Conceptually, the Eastleigh Film Festival took a decisive step: aimed at cinéphiles and other film buffs, the festival evolves around the promise to create a true cinematic experience based on cult films. Watching the Coen Brothers’ Big Lebowski in a bowling alley or Romero’s Dawn of the Dead in an empty shopping mall is possible and you won’t even have to go to London for it.

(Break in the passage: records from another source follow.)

PR #1371, opened 2026-09-09
fix(repair): stop a busy PAR2 repair from freezing every health-check worker

samtheruby:
## Problem

Only one PAR2 repair runs at a time (`Par2RepairService._repairAdmission`, a `SemaphoreSlim(1, 1)`). A health-check worker that found damage awaited that semaphore with no timeout, and it kept its `_inProgress` slot for the whole wait.

One release whose articles are all gone could therefore park every worker. Observed on a live instance: a repair started at 21:34:50 UTC and was still running 15 minutes later with `BytesRead` 0, grinding through ~97 failed BODY fetches per minute, while metrics showed

```
nzbdav_par2_repair_active 1
nzbdav_par2_repair_admission_waiters 2
nzbdav_health_check_gate_operations{state="active"} 0
```

Three of four workers were sitting in PAR2, no STAT work was in flight, and the last completed health check was three seconds after that repair began. With `repair.healthcheck-workers` set to 4, no library file was checked for the whole window — the setting had stopped meaning "files checked at once", which is what the docs promise.

## Change

Inline callers (health-check workers and playback reports) now wait a bounded `Par2RepairService.AdmissionWaitTimeout` (5s) and get the new `Par2RepairOutcome.Deferred` if the slot does not free up. The background repair queue keeps waiting indefinitely, so queued jobs are never silently dropped.

`Deferred` is deliberately not folded into `NotRepaired`. A busy repair slot says nothing about whether parity can fix the file, and `NotRepaired` falls through to the *Arr replacement path — which would remove and re-grab a download that parity might still recover. All three health-check call sites now defer the item instead: `HealthRepairPending` is set, the next attempt is scheduled 15 minutes out (preserving the `UnixEpoch` urgent sentinel), and an `ActionNeeded` result explains why.

## Tests

- `Par2RepairAdmissionTests.InlineCaller_DefersWhenAnotherRepairHoldsTheSlot` — an inline caller returns `Deferred` instead of blocking. Fails with `TimeoutException` without the bounded wait.
- `Par2RepairAdmissionTests.InlineCaller_StopsWaitingOnceTheSlotIsFree` — a deferral gives up cleanly and never leaks a permit.
- `HealthCheckDegradedClassificationTests.DeferredPar2_HoldsItemForRetryInsteadOfReplacement` — a deferred repair marks the item pending and leaves the blob alone rather than entering the replacement path. Fails without the call-site guards.

Full suite on this branch: 5189 passed, 0 failed, 9 skipped (`dotnet test tests/NzbWebDAV.Tests/NzbWebDAV.Tests.csproj -c Release`). `dotnet format whitespace --verify-no-changes` reports nothing in the five changed files.

## Not in scope

Two related findings from the same investigation, left for separate PRs:

1. The PAR2 phase of a health check has no wall-clock deadline of its own — only the STAT sweep has one (`HealthCheckProgressTimeout`). The repair *owner* can still grind for a long time on a dead release; this PR only stops it from taking the other workers with it.
2. Discovery has no early-out for a release whose articles are all missing. It walks the recovery set until a byte or request budget trips, at roughly 600 ms per dead article.

Also present on a clean `main` checkout, unrelated to this change: `ArchitectureBoundaryTests.NonApiCodeDoesNotDependOnControllers` fails.

https://claude.ai/code/session_017B8WaHYfyRiuLJvBLYA9s3

## Summary by CodeRabbit

* **Bug Fixes**
  * Health checks now defer PAR2 repairs when another repair is active, rather than incorrectly sending files to replacement.
  * Deferred files remain queued, retain their original data, and are automatically retried after 15 minutes.
  * Health-check workers are released promptly when repair capacity is unavailable.

* **Documentation**
  * Updated repair guidance to explain deferred repairs and queue behavior.

### DIFF
--- a/backend/Services/HealthCheckService.cs
+++ b/backend/Services/HealthCheckService.cs
@@ -45,6 +45,12 @@ public class HealthCheckService : BackgroundService, IHealthCheckQuiescence
     private static readonly TimeSpan MissingPayloadConfirmedRecheck = TimeSpan.FromDays(7);
     private static readonly TimeSpan HealthCheckProgressTimeout = TimeSpan.FromMinutes(5);
 
+    /// <summary>
+    /// How long an item waits before another repair attempt after PAR2 reported that a
+    /// different repair owned the single-repair slot.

BBC Film critic Danny Leigh helped in the shape of the film festival which will have its inaugural night on the 22nd of September. The first screenings of the festival were actually in the hand of the audience who got to choose between films pre-selected by Danny Leigh himself. The results are already up, The Shinning (Stanley Kubrick, 1980), Les diaboliques (Henri Georges Clouzot, 1955) and The Fly (David Cronenberg, 1986) will be opening the cortege of classic films scheduled from the 22nd to the 27th of September.
In the words of Crispian Cook, the week-long Festival organiser, “Eastleigh Film Festival encourages audiences to experience film differently, offering exciting site-specific film screenings around the town in all sorts of unlikely locations.” The film festival counts eleven screenings over five days, five of them are set according to the universe of their feature film; dance performances are organised for Baz Luhrmann’s Strictly Ballroom and a three-course meal accompanies Stanley Tucci’s Big Night.

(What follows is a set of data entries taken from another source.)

PR #2016, opened 2022-06-22
sign-blob: bundle should work independently and respect `--output-certificate` and `--output-signature`

### LINKED ISSUE #1821: `sign-blob --bundle` clobbers `--output-{signature,certificate}`
If I pass all three of `--output-signature`, `--output-certificate`, and `--bundle`, Cosign silently only respects `--bundle`.

```shell
$ cosign sign-blob /dev/null --output-signature /tmp/keyless.sig --output-certificate /tmp/keyless.crt --bundle /tmp/keyless.bundle
[...]
$ ls /tmp/keyless.*
/tmp/keyless.bundle
```

I expect either:

1. I get all three: a signature, a bundle, a cert (preferred)
2. An error from the option parser

Guilty line looks like: https://github.com/sigstore/cosign/blob/e74f180ce697dcde62dbe12f48f1a6a26522ea77/cmd/cosign/cli/sign/sign_blob.go#L86

It appears that `cosign sign` does not support `--bundle`, though I'm not sure why not. CC @priyawadhwa who added it in https://github.com/sigstore/cosign/pull/1306

### LINKED ISSUE #2005: passing '--bundle' flag causes cosign to ignore '--output-certificate' and '--output-signature'
Good news is this behavior is the same in keyless and keyfull mode. 

to reproduce:
1) run ` COSIGN_EXPERIMENTAL=true cosign sign-blob java-service.jar --output-certificate foo.pem --output-signature foo.sig --bundle foo.bundle`
2. run `$ ls `and observe that your foo.sig and foo.pem files were never written.

Dentrax:
Fixes #1821
Fixes #2005

cc @priyawadhwa

#### Summary

```
$ COSIGN_EXPERIMENTAL=true ./cosign sign-blob /dev/null --output-certificate foo.pem --output-signature foo.sig --bundle foo.bundle

Bundle wrote in the file foo.bundle
Signature wrote in the file foo.sig
Certificate wrote in the file foo.pem
```

#### Ticket Link

Fixes

#### Release Note

```release-note
Fixed an issue where --bundle flag does not work independently with `--output-certificate` and `--output-signature` in sign-blob 
```

### DIFF
--- a/cmd/cosign/cli/sign/sign_blob.go
+++ b/cmd/cosign/cli/sign/sign_blob.go
@@ -91,7 +91,10 @@ func SignBlobCmd(ro *options.RootOptions, ko options.KeyOpts, regOpts options.Re
 		if err != nil {
 			return nil, err
 		}
-		return []byte(signedPayload.Base64Signature), os.WriteFile(ko.BundlePath, contents, 0600)
+		if err := os.WriteFile(ko.BundlePath, contents, 0600); err != nil {
+			return nil, fmt.Errorf("create bundle file: %w", err)
+		}
+		fmt.Printf("Bundle wrote in the file %s\n", ko.BundlePath)
 	}
 
 	if outputSignature != "" {


priyawadhwa (approved):

priyawadhwa:
Thanks for fixing this @Dentrax !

The festival also interestingly offers a free Industry Day on the 25th of September aimed at aspiring filmmakers. The event starts in the afternoon with workshops on story-boarding (film, games and animation), film and TV directing, animation and film commissioning. It is followed in the evening by a panel discussion and a short film award ceremony. The day will be closed by the UK Premiere of Ego, directed by Lisa James-Larson.

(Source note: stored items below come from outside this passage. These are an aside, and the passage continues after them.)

PR #2018, opened 2022-06-23
Attempt to clean up pkg/cosign

imjasonh:
#### Summary

`pkg/cosign` is a bit of a kitchen sink at the moment, with [58 total imports](https://pkg.go.dev/github.com/sigstore/cosign/pkg/cosign?tab=imports), and lots of exported methods that only make sense to be used by the CLI and shouldn't be used by external packages. I started doing more and wanted to stop before making this too big. I'll send another PR to move stuff to internal packages.

- remove pkg/cosign.SetSkipConfirmation, move it from a root option to a
  per-method option when it's actually used, remove the global bool.
- add TODOs to move more methods to internal packages, or to the only
  places they're used.
- unexport some stuff that can be unexported easily.

Things like [`pkg/cosign.FindTLogEntry`](https://pkg.go.dev/github.com/sigstore/cosign/pkg/cosign#FindTlogEntry) seem generally useful, and probably belong in sigstore/sigstore, if they're not already.

#### Release Note

```release-note
Some types and methods not likely to be used outside of the cosign CLI in pkg/cosign are removed
```

### DIFF
--- a/cmd/cosign/cli/clean.go
+++ b/cmd/cosign/cli/clean.go
@@ -16,11 +16,13 @@
 package cli
 
 import (
+	"bufio"
 	"context"
 	"errors"
 	"fmt"
 	"net/http"
 	"os"
+	"strings"
 
 	"github.com/google/go-containerregistry/pkg/name"
 	"github.com/google/go-containerregistry/pkg/v1/remote"
@@ -28,7 +30,6 @@ import (
 	"github.com/spf13/cobra"
 
 	"github.com/sigstore/cosign/cmd/cosign/cli/options"
-	"github.com/sigstore/cosign/pkg/cosign"
 	ociremote "github.com/sigstore/cosign/pkg/oci/remote"
 )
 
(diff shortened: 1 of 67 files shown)


hectorj2f (dismissed):

dlorenc (approved):

asraa:
> Things like [pkg/cosign.FindTLogEntry](https://pkg.go.dev/github.com/sigstore/cosign/pkg/cosign#FindTlogEntry) seem generally useful, and probably belong in sigstore/sigstore, if they're not already.

I wonder if there's a good way to put this in rekor over sigstore/sigstore. It feels more appropriate there, since it's very specific to rekor's API

haydentherapper:
Sorry, just saw this PR - @imjasonh , why did we remove the global skip flag? This was intentional so we wouldn't have to worry about duplication.

haydentherapper:
Agreed, don't want to let users use this flag. If not in internal, another option would be under `cli`? I agree that it might be misleading in some cases, though I'd like it to be used to skip confirmations for all commands going forward.

imjasonh:
> Agreed, don't want to let users use this flag. If not in internal, another option would be under `cli`? I agree that it might be misleading in some cases, though I'd like it to be used to skip confirmations for all commands going forward.

That's what's potentially confusing though, many commands don't have a confirmation to skip, so it's misleading (I thought) to have the option.

I don't feel that strongly though about having a global `--skip-confirmation` flag or env option, so if you want it I can put it back, and just have that global flag do nothing most of the time, and pipe through `o.SkipConfirmation` when it's needed.

haydentherapper:
I don't feel super strongly. I'd like there to not be duplication for the prompt functions though for uniformity, so if they were centralized in one location, that'd be great.

cmd/cosign/cli/clean.go
```diff
@@ -49,9 +50,21 @@ func Clean() *cobra.Command {
 	return cmd
 }
 
+// confirmPromptDestructive prompts the user for confirmation for an action. Ignores
+// skipConfirmation.
+func confirmPromptDestructive(msg string) (bool, error) {
```
imjasonh, line 55: @haydentherapper do you mean replacing this with a `cosign.ConfirmPrompt(msg, false)`? If so that sounds like an easy fix I can send out shortly.

haydentherapper: Yea, just having one destructive prompt function, one normal confirm prompt function.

Part of the European ‘Recreate’ project, the Eastleigh Film Festival works in association with eleven cities and urban areas from northern France. In parallel of its main schedule, the film festival will hold a New French Cinema Night on the 25th of September, introduced by the University of Southampton’s Film Lecturer Lucy Mazdon. Sylvain Chomet’s film The Illusionist (2010) will be screened that evening, its animator Eric Ormond will even be available for a Q&A afterwards.